今日のゴール
- Write-Ahead Log(WAL)の概念を理解する
- Nindaの永続化機能を使いこなす
- クラッシュからの復旧方法を学ぶ
なぜ永続化が必要か
インメモリのタプルスペースは高速ですが、プロセスが終了するとデータが失われます。
| 状況 | インメモリのみ | WAL有効 |
|---|---|---|
| 正常終了 | データ消失 | 復旧可能 |
| クラッシュ | データ消失 | 復旧可能 |
| 電源断 | データ消失 | 復旧可能 |
WALの基本原理
WAL(Write-Ahead Log)は、すべての操作を先にログファイルに記録してからメモリに反映する仕組みです。
ポイント:
- ログ書き込みが完了してからメモリに反映
- クラッシュ時はログを再生して状態を復元
WALの有効化
# WALパスを指定して作成
let manager = newSpaceManager("/tmp/ninda_data.wal")
let ts = manager.space()
# 通常通り操作(自動的に永続化)
await ts.writeAsync(toTuple(strVal("important"), intVal(42)))

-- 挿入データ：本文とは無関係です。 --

PR #284, opened 2021-08-09
Fix standalone compilation for several crates

jsdanielh:
Fix standalone compilation for crates:
- lib
- network-interface
- tendermint

## Pull request checklist

### DIFF
--- a/lib/src/client.rs
+++ b/lib/src/client.rs
@@ -12,7 +12,6 @@ use nimiq_network_libp2p::{
     Config as NetworkConfig, Network,
 };
 use nimiq_utils::time::OffsetTime;
-
 #[cfg(feature = "validator")]
 use nimiq_validator::validator::Validator as AbstractValidator;
 #[cfg(feature = "validator")]
@@ -28,6 +27,7 @@ use nimiq_network_libp2p::Multiaddr;
 /// Alias for the Consensus and Validator specialized over libp2p network
 pub type Consensus = AbstractConsensus<Network>;
 pub type ConsensusProxy = AbstractConsensusProxy<Network>;
+#[cfg(feature = "validator")]
 pub type Validator = AbstractValidator<Network, ValidatorNetworkImpl<Network>>;
 
 /// Holds references to the relevant structs. This is then Arc'd in `Client` and a nice API is
@@ -55,9 +55,7 @@ pub(crate) struct ClientInner {
 }
 
 impl ClientInner {
-    async fn from_config(
-        config: ClientConfig,
-    ) -> Result<(Self, Consensus, Option<Validator>), Error> {
+    async fn from_config(config: ClientConfig) -> Result<Client, Error> {
         // Get network info (i.e. which specific blokchain we're on)
         if !config.network_id.is_albatross() {
             return Err(Error::config_error(&format!(
@@ -206,17 +204,18 @@ impl ClientInner {
         network.listen_on(config.network.listen_addresses).await;
         network.start_connecting().await;
 
-        Ok((
-            ClientInner {
+        Ok(Client {
+            inner: Arc::new(ClientInner {
                 environment,
                 network,
                 consensus: consensus.proxy(),
                 #[cfg(feature = "wallet")]
                 wallet_store,
-            },
-            consensus,
-            validator,
-        ))
+            }),
+            consensus: Some(consensus),
+            #[cfg(feature = "validator")]
+            validator: validator,
+        })
     }
 }
 
@@ -241,17 +240,13 @@ impl ClientInner {
 pub struct Client {
     inner: Arc<ClientInner>,
     consensus: Option<Consensus>,
+    #[cfg(feature = "validator")]
     validator: Option<Validator>,
 }
 
 impl Client {
     pub async fn from_config(config: ClientConfig) -> Result<Self, Error> {
-        let (inner, consensus, validator) = ClientInner::from_config(config).await?;
-        Ok(Client {
-            inner: Arc::new(inner),
-            consensus: Some(consensus),
-            validator,
-        })
+        ClientInner::from_config(config).await
     }
 
     pub fn consensus(&mut self) -> Option<Consensus> {
--- a/lib/src/config/config.rs
+++ b/lib/src/config/config.rs
@@ -7,8 +7,8 @@ use std::{
 use derive_builder::Builder;
 use strum_macros::Display;
 
-#[cfg(feature = "validator")]
 use beserial::Deserialize;
+#[cfg(feature = "validator")]
 use nimiq_bls::{KeyPair as BlsKeyPair, SecretKey as BlsSecretKey};
 use nimiq_database::{
     lmdb::{open as LmdbFlags, LmdbEnvironment},
--- a/lib/Cargo.toml
+++ b/lib/Cargo.toml
@@ -58,7 +58,7 @@ nimiq-network-interface = { path = "../network-interface" }
 nimiq-peer-address = { path = "../peer-address" }
 nimiq-primitives = { path = "../primitives", features = ["networks"] }
 nimiq-rpc-server = { path = "../rpc-server", optional = true }
-nimiq-utils = { path = "../utils", features = ["time"] }
+nimiq-utils = { path = "../utils", features = ["time", "key-store"] }
 nimiq-validator = { path = "../validator", optional = true }
 nimiq-validator-network = { path = "../validator-network", optional = true }
 nimiq-wallet = { path = "../wallet", optional = true }
--- a/lib/src/error.rs
+++ b/lib/src/error.rs
@@ -1,7 +1,7 @@
 use thiserror::Error;
 
 use nimiq_database::volatile::VolatileDatabaseError;
-#[cfg(feature = "rpc-server")]
+
 // #[cfg(feature = "validator")]
 // use validator::error::Error as ValidatorError;
 #[derive(Error, Debug)]
--- a/network-interface/Cargo.toml
+++ b/network-interface/Cargo.toml
@@ -23,7 +23,7 @@ futures = "0.3"
 parking_lot = "0.11"
 thiserror = "1.0"
 tokio = { version = "1.9", features = ["macros", "rt", "sync", "time"] }
-tokio-stream = "0.1"
+tokio-stream = { version = "0.1", features = ["default", "sync"] }
 
 # Used during debugging
 pretty-hex = "0.2"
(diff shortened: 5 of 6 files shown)


jeffesquivels:
It worked for me for `network-interface` and `tendermint`, but `lib` still failed to compile standalone even after I `cargo clean`ed... is it working for you? May be someone else can try it to discard that the issue I'm seeing is related to my environment?

sisou:
I'm seeing the same. `nimiq-lib` does not compile.

<details>
<summary>Build log</summary>

```
   Compiling nimiq-lib v0.1.0 (/home/soeren/nimiq/core-rs-albatross/lib)
error[E0432]: unresolved import `nimiq_bls`
  --> lib/src/config/config.rs:12:5
   |
12 | use nimiq_bls::{KeyPair as BlsKeyPair, SecretKey as BlsSecretKey};
   |     ^^^^^^^^^ use of undeclared crate or module `nimiq_bls`

error[E0412]: cannot find type `AbstractValidator` in this scope
  --> lib/src/client.rs:31:22
   |
31 | pub type Validator = AbstractValidator<Network, ValidatorNetworkImpl<Network>>;
   |                      ^^^^^^^^^^^^^^^^^ not found in this scope

error[E0412]: cannot find type `ValidatorNetworkImpl` in this scope
  --> lib/src/client.rs:31:49
   |
31 | pub type Validator = AbstractValidator<Network, ValidatorNetworkImpl<Network>>;
   |                                                 ^^^^^^^^^^^^^^^^^^^^ not found in this scope

error[E0425]: cannot find value `validator` in this scope
   --> lib/src/client.rs:218:13
    |
218 |             validator,
    |             ^^^^^^^^^ not found in this scope

error[E0573]: expected type, found derive macro `Error`
  --> lib/src/error.rs:44:6
   |
44 | impl Error {
   |      ^^^^^ not a type
   |
help: consider importing one of these items instead
   |
1  | use core::fmt::Error;
   |
1  | use crate::config::config_file::serialization::Error;
   |
1  | use log::kv::Error;
   |
1  | use nimiq_consensus::Error;
   |
     and 16 other candidates

error[E0573]: expected type, found derive macro `Error`
  --> lib/src/error.rs:56:38
   |
56 | impl From<VolatileDatabaseError> for Error {
   |                                      ^^^^^ not a type
   |
help: consider importing one of these items instead
   |
1  | use core::fmt::Error;
   |
1  | use crate::config::config_file::serialization::Error;
   |
1  | use log::kv::Error;
   |
1  | use nimiq_consensus::Error;
   |
     and 16 other candidates

error[E0603]: derive macro import `Error` is private
   --> lib/src/client.rs:24:19
    |
24  | use crate::error::Error;
    |                   ^^^^^ private derive macro import
    |
note: the derive macro import `Error` is defined here...
   --> lib/src/error.rs:1:5
    |
1   | use thiserror::Error;
    |     ^^^^^^^^^^^^^^^^
note: ...and refers to the derive macro `Error` which is defined here
   --> /home/soeren/.cargo/registry/src/github.com-1ecc6299db9ec823/thiserror-1.0.26/src/lib.rs:197:9
    |
197 | pub use thiserror_impl::*;
    |         ^^^^^^^^^^^^^^^^^ consider importing it directly

error[E0603]: derive macro import `Error` is private
   --> lib/src/config/config.rs:33:12
    |
33  |     error::Error,
    |            ^^^^^ private derive macro import
    |
note: the derive macro import `Error` is defined here...
   --> lib/src/error.rs:1:5
    |
1   | use thiserror::Error;
    |     ^^^^^^^^^^^^^^^^
note: ...and refers to the derive macro `Error` which is defined here
   --> /home/soeren/.cargo/registry/src/github.com-1ecc6299db9ec823/thiserror-1.0.26/src/lib.rs:197:9
    |
197 | pub use thiserror_impl::*;
    |         ^^^^^^^^^^^^^^^^^ consider importing it directly

error[E0603]: derive macro import `Error` is private
   --> lib/src/config/config_file/mod.rs:20:12
    |
20  |     error::Error,
    |            ^^^^^ private derive macro import
    |
note: the derive macro import `Error` is defined here...
   --> lib/src/error.rs:1:5
    |
1   | use thiserror::Error;
    |     ^^^^^^^^^^^^^^^^
note: ...and refers to the derive macro `Error` which is defined here
   --> /home/soeren/.cargo/registry/src/github.com-1ecc6299db9ec823/thiserror-1.0.26/src/lib.rs:197:9
    |
197 | pub use thiserror_impl::*;
    |         ^^^^^^^^^^^^^^^^^ consider importing it directly

error[E0603]: derive macro import `Error` is private
   --> lib/src/prelude.rs:7:12
    |
7   |     error::Error,
    |            ^^^^^ private derive macro import
    |
note: the derive macro import `Error` is defined here...
   --> lib/src/error.rs:1:5
    |
1   | use thiserror::Error;
    |     ^^^^^^^^^^^^^^^^
note: ...and refers to the derive macro `Error` which is defined here
   --> /home/soeren/.cargo/registry/src/github.com-1ecc6299db9ec823/thiserror-1.0.26/src/lib.rs:197:9
    |
197 | pub use thiserror_impl::*;
    |         ^^^^^^^^^^^^^^^^^ consider importing it directly

warning: unused import: `net::IpAddr`
 --> lib/src/config/config.rs:2:5
  |
2 |     net::IpAddr,
  |     ^^^^^^^^^^^
  |
  = note: `#[warn(unused_imports)]` on by default

warning: unused import: `consts`
  --> lib/src/config/config.rs:30:9
   |
30 |         consts, paths,
   |         ^^^^^^

error[E0282]: type annotations needed
   --> lib/src/client.rs:249:45
    |
249 |         let (inner, consensus, validator) = ClientInner::from_config(config).await?;
    |                                             ^^^^^^^^^^^^^^^^^^^^^^^^^^^^^^^^^^^^^^ cannot infer type

error[E0282]: type annotations needed
   --> lib/src/config/config.rs:577:9
    |
577 |         Client::from_config(self).await
    |         ^^^^^^^^^^^^^^^^^^^^^^^^^^^^^^^ cannot infer type

error[E0599]: no variant or associated item named `deserialize_from_vec` found for enum `nimiq_network_libp2p::Keypair` in the current scope
   --> lib/src/config/config.rs:382:46
    |
382 | ...                   IdentityKeypair::deserialize_from_vec(&hex::decode(key).unwrap())
    |                                        ^^^^^^^^^^^^^^^^^^^^ variant or associated item not found in `nimiq_network_libp2p::Keypair`
    |
    = help: items from traits can only be used if the trait is in scope
    = note: the following trait is implemented but not in scope; perhaps add a `use` for it:
            `use beserial::Deserialize;`

warning: unused import: `string::ToString`
 --> lib/src/config/config.rs:4:5
  |
4 |     string::ToString,
  |     ^^^^^^^^^^^^^^^^

Some errors have detailed explanations: E0282, E0412, E0425, E0432, E0573, E0599, E0603.
For more information about an error, try `rustc --explain E0282`.
warning: `nimiq-lib` (lib) generated 3 warnings
error: could not compile `nimiq-lib` due to 13 previous errors; 3 warnings emitted
```
</details>

jsdanielh:
Yeah, still need to work some more issues in `lib`

jsdanielh:
Thanks to @jeffesquivels we were able to fix the extra issues in `lib`.
There is an extra issue left in `rpc-interface` that we couldn't figure out but we will track it in #285.

tendermint/Cargo.toml
```diff
@@ -16,7 +16,7 @@ log = "0.4"
 
 nimiq-block = { path = "../primitives/block" }
 nimiq-hash = { path = "../hash" }
-nimiq-primitives = { path = "../primitives", features = ["policy"] }
+nimiq-primitives = { path = "../primitives", features = ["policy", "validators"] }
```
jeffesquivels: It seems to me that this could be better fixed at a lower layer:

AFAICT, the `tendermint` crate currently can't compile standalone because it [depends on the `block` crate](https://github.com/nimiq/core-rs-albatross/blob/albatross/tendermint/Cargo.toml#L17), and the `block` crate is the one that actually requires the `validators` feature to be enabled on the `primitives` crate non-conditionally (f.e. see [here](https://github.com/nimiq/core-rs-albatross/blob/albatross/primitives/block/src/macro_block.rs#L67) ), so the problem could be fixed (for both, the `block` and `tendermint` crates) by enabling the `validators` when the `block` crate depends on the `primitives` crate [here](https://github.com/nimiq/core-rs-albatross/blob/albatross/primitives/block/Cargo.toml#L34) instead of doing it here at a higher layer.

Wdyt?

lib/src/config/config.rs
```diff
@@ -574,7 +574,8 @@ impl ClientConfig {
     /// Instantiates the Nimiq client from this configuration
     ///
     pub async fn instantiate_client(self) -> Result<Client, Error> {
-        Client::from_config(self).await
+        let client: Result<Client, Error> = Client::from_config(self).await;
+        client
```
jeffesquivels: This change seems to be unnecessary on my environment, it was failing for you if you didn't specify the type for `client` explicitly, right?

lib/src/client.rs
```diff
@@ -241,17 +240,14 @@ impl ClientInner {
...
 impl Client {
     pub async fn from_config(config: ClientConfig) -> Result<Self, Error> {
-        let (inner, consensus, validator) = ClientInner::from_config(config).await?;
-        Ok(Client {
-            inner: Arc::new(inner),
-            consensus: Some(consensus),
-            validator,
-        })
+        let client: Result<Self, Error> = ClientInner::from_config(config).await;
+        client
```
jeffesquivels: This could be written more idiomatically as `ClientInner::from_config(config).await` and it works on my environment, did you had issues doing it that way?

lib/src/client.rs
```diff
@@ -55,9 +55,7 @@ pub(crate) struct ClientInner {
 }
 
 impl ClientInner {
-    async fn from_config(
-        config: ClientConfig,
-    ) -> Result<(Self, Consensus, Option<Validator>), Error> {
+    async fn from_config(config: ClientConfig) -> Result<Client, Error> {
```
jeffesquivels, line 58: I know this works, but I'm still not sure I like it semantically (i.e. a `ClientInner` method returning a `Client` which is supposed to be a wrapper around `ClientInner`). I think it would make sense to discuss this on the next core call because I'm also not sure why we're using this `Client`/`ClientInner` pattern here.

jeffesquivels (changes requested):
There's one minor change and one more semantic issue, but in general it looks good.

tendermint/Cargo.toml
jsdanielh: You're right. I already changed it.

lib/src/config/config.rs
jsdanielh: I thought so but now that I changed it, it worked

lib/src/client.rs
jsdanielh: I thought so but now that I changed it, it worked

lib/src/client.rs
jeffesquivels: For the record: we discussed it in the call and it's fine to leave it like this for the time being.

jeffesquivels (approved):
LGTM, let's merge it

# 明示的にフラッシュ(バッファをディスクに書き出し)
manager.flush()
# シャットダウン
manager.shutdown()
WALなしとの比較
# WALなし(テスト用、高速だがデータ消失のリスク)
let manager = newSpaceManager()
# WALあり(本番環境推奨)
let manager = newSpaceManager("/var/lib/ninda/data.wal")
復旧プロセス
再起動時、WALから自動的にデータが復元されます。
# 1回目のセッション
let manager1 = newSpaceManager("/tmp/test.wal")
await manager1.space().writeAsync(toTuple(strVal("data"), intVal(100)))
manager1.shutdown()
# 2回目のセッション(復旧)
let manager2 = newSpaceManager("/tmp/test.wal")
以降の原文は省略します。